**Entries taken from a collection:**
Issue #7210, opened 2019-04-15
3.0 - Allow order and discount IDs to be directly migrated, without the need for legacy IDs using auto_increment.


mintplugins:
I am opening this as a place to have a conversation and record of the thoughts behind how the `id` column will operate in EDD3, what its purpose is, and what the expectations are for it going forward from EDD3. 

Previously to EDD3.0, payment IDs were automatically assigned by WordPress, as they were stored in the wp_posts table. Any blog post or revision (or any other post_type) that would happen "in the middle" of payments, would cause their IDs to become non sequential.

For example, imagine this series of events:
1. Payment comes in (ID is 1)
2. Blog post is published (ID is 2)
3. Another blog post is published (ID is 3)
4) Another payment comes in (ID is 4)

You now have 2 payments:
- Payment 1 
- Payment 4

EDD 3.0 will migrate those payments to their own unique table, and also change their terminology from "payments" into "orders". That new table has an ID column which is sequential. So after migration, you will have 2 payments:
- Order 1 (previously was Payment 1)
- Order 2 (previously was Payment 4)

The problem here is that the ID of Payment/Order `4` has changed to `2`. Since the ID has been used for the ID of the payment, the invoice, and receipts, customers have records of their payment with the id `4` attached. We do not know the legality of changing an order number in all countries and regions. Aside from legality, we do not know if this will cause issues in 3rd party book-keeping integrations like Xero and others. 

For this reason, a second ID column is being proposed which would keep the "legacy" IDs exactly the same after migration as before. While the `id` column would still be incremental (1,2,3), the `order_id` column would be considered as the "official" id of the order. After migration, using the example above, the next payment that comes in would sequentially start where the payments were left off. So it would look like this:

- Order 1 (previously was Payment 1)
- Order 4 (previously was Payment 4)
- Order 5 (new payment after migration to EDD3.0)
- Order 6 (new payment after migration to EDD3.0)
- Order 7 (new payment after migration to EDD3.0)
- Order 8 (new payment after migration to EDD3.0)

The `id` column would be ignored by any code that intends to query post the ID of the payment.

mintplugins:
A few other issues that could arise if IDs change (props @chriscct7):

- Software licensing generates the license based on the payment ID 
- Google Analytics integrations could be thrown off
- Rest API calls using the ID will be affected
- Bookkeeping integrations could be affected
- Admin URLs will be affected (#7209)
[...]

PR #7216, opened 2019-04-17
[WIP] Issue/7210 - Retain unique item ID's when migrating

JJJ:
Addressing #7210.

Proposed Changes:
- [x] The database API Query class requires a very small change to support this
- [x] The database API Table class should get auto-incrementor manipulation methods, in the event someone wants to (or needs to) manually adjust them
- [x] The migration API will require more tweaks and more testing to make sure it correctly addresses all of our above concerns


cklosowski:
@mintplugins this seemed to work fine for me. all things migrated, the auto_increment was pre-defined to be 1 greater than the max edd_payment post type.

When you get a chance, can you please try this again?

mintplugins:
Running another migration now...

mintplugins:
Here's the results of my last 2 migration tests. I used the same database for both, and wiped out all tables completely before each migration:

Screen Shot 2019-04-30 at 5 47 37 PM

The second migration is the correct one, as the auto_increment ID used to create the new `refund` orders was set to a higher number than the highest payment ID pre-migration. 

It's possible that in the first migration something went wonky with my tables. I can't see any other reason for it. So I am okay to merge this now, but we should keep an eye on this happening when we do further migration tests in the future.

mintplugins:
I wonder if we should migrate tax rates after discount codes so that they don't begin at 1:

Screen Shot 2019-05-01 at 3 29 32 PM

cklosowski:
@mintplugins by setting the auto increment, it should take care of that. I'll have to re-test to verify what you're seeing.

mintplugins:
After using wp cli to export my database things were correct after migration. My issues above must have been due to some sort of strange issue with the table migrated through Migrate DB Pro

PR #7222, opened 2019-04-24
Unserialize extra payment meta

### LINKED ISSUE #7221: 3.0 Arrays in payment meta become strings after migration
### Expected behavior
After migrating, I expect all values to remain in the same format. 

### Actual behavior
Payment meta (maybe other data as well) wraps serialized arrays as a string during migration. For example:

Value in DB before migration:
`a:1:{s:7:"52622-1";b:1;}`

Value in DB after migration:
`s:24:"a:1:{s:7:"52622-1";b:1;}";`

1) Have some payment meta
2) Migrate to EDD3

EDD Version (or branch): 3.0

mintplugins:
Fixes #7221

### DIFF
--- a/includes/admin/upgrades/v3/class-data-migrator.php
+++ b/includes/admin/upgrades/v3/class-data-migrator.php
@@ -857,7 +857,7 @@ class Data_Migrator {
 
 		// Migrate additional payment meta.
 		foreach ( $remaining_meta as $meta_key => $meta_value ) {
-			$meta_value = $meta_value[0];
+			$meta_value = maybe_unserialize( $meta_value[0] );
 
 			edd_add_order_meta( $order_id, $meta_key, $meta_value );
 		}


cklosowski:
@JJJ I don't believe so. This appears to be additional 3rd party meta stored in that master-meta key of `_edd_payment_meta` that plenty of extensions injected data into.

mintplugins:
I wonder if anyone ever added custom meta to a discount. Should we migrate all meta attached to a discount post type just to be safe?

cklosowski:
We already are migrating discount meta: https://github.com/easydigitaldownloads/easy-digital-downloads/blob/release/3.0/includes/admin/upgrades/v3/class-data-migrator.php#L179

mintplugins:
Ah right. I think we do have to run maybe_unserialize on that though, unless I'm reading it wrong.

mintplugins:
I might have been reading it wrong. I believe that happens here:
https://github.com/easydigitaldownloads/easy-digital-downloads/blob/release/3.0/includes/admin/upgrades/v3/class-data-migrator.php#L160

cklosowski:
I think it's unlikely as we run it up here:
https://github.com/easydigitaldownloads/easy-digital-downloads/blob/release/3.0/includes/admin/upgrades/v3/class-data-migrator.php#L160

The main reason this happened with the `_edd_payment_meta` is because it
was a dumping ground for data.

PR #7232, opened 2019-04-29
Move taxes back to always showing and add notice if they are disabled #7109

### LINKED ISSUE #7109: Revert Hide Tax Rates Until Enabled, and add notice to tax rates when taxes are disabled

cklosowski:
Fixes #7109 

Proposed Changes:
1. Moves tax rates tab and general settings back into always showing
2. Adds a notice to the top of the tax rates section if taxes are disabled.

### DIFF
--- a/includes/admin/settings/display-settings.php
+++ b/includes/admin/settings/display-settings.php
@@ -227,3 +227,25 @@ function edd_options_page() {
 	// Output the current buffer
 	echo ob_get_clean();
 }
+
+/**
+ * Conditionally shows a notice on the Tax Rates screen if taxes are disabled, to inform users that while they are adding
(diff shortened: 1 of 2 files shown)


cklosowski:
Thanks @spencerfinnell . Merging.

PR #7237, opened 2019-04-30
Fix reset tool to use truncate, add filters to allow truncating other tables, and fix JS loading #6831

### LINKED ISSUE #6831: 3.0: Reset Tool is broken
### Expected behavior
Using the reset tool in `Tools -> Recount Stats` should remove all articles of customers and orders from the EDD site. 

### Actual behavior
Customers and orders are all still present.

1) In Tools > General from the `Recount Stats` section choose 'Reset Store'
2) Check the box and run the reset.

PHP Version: All

WordPress Version: All

cklosowski:
Fixes #6831 

Proposed Changes:
1. Enqueues proper JS to load for the tools page.
2. Swaps ID based deletion for table based truncation
3. Added filter `edd_reset_tables_to_truncate` so extensions can register their own tables to be truncated when stores are reset.


cklosowski:
@jjj @mintplugins @pippinsplugins thoughts on this approach?

JJJ:
Hmm. The commit I see isn't functionally equivalent to what was here.

It no longer removes downloads, their meta & comments, or any other custom post type via the `edd_reset_add_queries_%` filter (I did not look to see if anything uses it.)

If that's by design, then great! If it's unintentional, then I think this PR will need to be reworked to only truncate our custom tables. If you're able to reach into the Component table itself, you can call it's `truncate()` method directly instead of needing to touch `$wpdb` yourself.

Truncating the custom tables will be _loads_ faster than any Delete statements would ever dream of being. The only caveat (which I do not think is a problem for us) is that `TRUNCATE` requires the MySQL user to have `DROP` permission, which they should have – if they don't, that's probably on purpose courtesy of the system admin, at which point it's on that person to manually perform these routines anyways.

cklosowski:
@jjj, the reset tool never removed downloads, just reset their store stats for sales and earnings. We'll just have to update the meta for the download IDs. All that was removed prior was sales based data.

mintplugins:
Seems like a pretty good approach to me

mintplugins:
Just tested this and it worked for me.

PR #7242, opened 2019-05-03
add/add-states/province-and-currency-to-mozambique

Zebedeu:
Subdivisions
1 city (en) / ville (fr) / cidade (pt)
10 province (en) / province (fr) / província (pt)

https://www.iso.org/obp/ui/fr/#iso:code:3166:MZ

MZM (Mozambique Metical) is the national currency the African nation of the Republic of Mozambique.

https://www.investopedia.com/terms/forex/m/mzm-mozambique-metical.asp

### DIFF
--- a/includes/country-functions.php
+++ b/includes/country-functions.php
@@ -105,6 +105,9 @@ function edd_get_shop_states( $country = null ) {
 		case 'MY' :
 			$states = edd_get_malaysian_states_list();
 			break;
+		case 'MZ' :
+			$states = edd_get_mozambique_states_list();
+			break;
 		case 'NP' :
 			$states = edd_get_nepalese_states_list();
 			break;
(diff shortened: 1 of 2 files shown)


cklosowski:
@jchristopher Since the translation fix is not part of the addition of the `mozambique` data, it should not be part of this PR.

Also, this is a core string, so it's not necessary to be translated within EDD, since WP Core will have the string `Add New` in their translations. If you'd like to submit that as a new PR via a different branch that would be fine.

Zebedeu:
I am considering doing the same for all countries that EDD does not have their respective cities. What do you tell me about it? Can I take on this task?

Zebedeu:
> @jchristopher Como a correção da tradução não faz parte da indexação dos `mozambique`dados, ela não deve fazer parte desse PR.
> 
> Além disso, é uma string central, portanto, o WP Core tem uma string `Add New`em suas traduções. Se você gostaria de enviar isso de um lado para o outro.

I'll arrange this. Thank you

PR #7244, opened 2019-05-03
Use symbol when formatting currency for the default.

### LINKED ISSUE #7241: Some countries like Angola, When selecting the type of currency is not displayed the symbol but rather the iso code.
When selecting the currency expect an output of the currency symbol and not the ISO 4217 code.

Captura de ecrã 2019-05-03, às 03 30 03
1) Select Angola as the base country
2) Select Currency
3) add a product and a price
4) Expected output kz 25.00 and not AOA 25.00
PHP Version:
PHP Version 7.2

EDD Version (or branch):
EDD version 2.9.7
WordPress Version:

Wordpress Version 5.2-RC2-45280

mintplugins:
Fixes #7241 The edd_currency_symbol function returns the currency if no symbol is found. Therefore we can use $symbol here

### DIFF
--- a/includes/formatting.php
+++ b/includes/formatting.php
@@ -152,7 +152,7 @@ function edd_currency_filter( $price = '', $currency = '' ) {
 				$formatted = $symbol . $price;
 				break;
 			default :
-				$formatted = $currency . ' ' . $price;
+				$formatted = $symbol . ' ' . $price;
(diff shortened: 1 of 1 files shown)


Zebedeu:
I tested it here in my test environment and it's working as expected.

PR #7250, opened 2019-05-08
Issue/7249

### LINKED ISSUE #7249: You do not have permission to download this file after upgrading to 2.9.13
# Instructions (START):
After updating EDD to 2.9.3 users are facing an error like "You do not have permission to download this file".

I have debug this this issue and found that function `edd_local_file_location_is_allowed` return false while checking "ABSPATH" and "WP_CONTENT_DIR" path

When we have attachment `$requested_file` argument is coming with DIR path like `E:\wamp\www\wprelease\wp\wp-content\uploads\edd\2019\05\Tulips-300x225.jpg`

ABSPATH becomes like this : `E:\wamp\www\wprelease\wp/`
WP_CONTENT_DIR path becomes like this : `E:\wamp\www\wprelease\wp/wp-content`

Condition is checking strpos but due to backward slash problem `\` it returns false. Same with WP_CONTENT_DIR condition.

1) After updating EDD 2.9.13
2) Navigate to purchase history.
3) Click on "View Details and Downloads"
4) Try to download the file.

PHP Version: 7.2.14
EDD Version (or branch): 2.9.13
WordPress Version: 5.2
OS : windows

pippinsplugins:
Fixes #7249


cklosowski:
I had to push some updates, after testing on a Windows server this wasn't quite fixed.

**Required action:** Bring together all lines in the records where the word "post" is found.

**Response to this task:**
Previously to EDD3.0, payment IDs were automatically assigned by WordPress, as they were stored in the wp_posts table. Any blog post or revision (or any other post_type) that would happen "in the middle" of payments, would cause their IDs to become non sequential.
2. Blog post is published (ID is 2)
3. Another blog post is published (ID is 3)
The `id` column would be ignored by any code that intends to query post the ID of the payment.
@mintplugins this seemed to work fine for me. all things migrated, the auto_increment was pre-defined to be 1 greater than the max edd_payment post type.
I wonder if anyone ever added custom meta to a discount. Should we migrate all meta attached to a discount post type just to be safe?
It no longer removes downloads, their meta & comments, or any other custom post type via the `edd_reset_add_queries_%` filter (I did not look to see if anything uses it.)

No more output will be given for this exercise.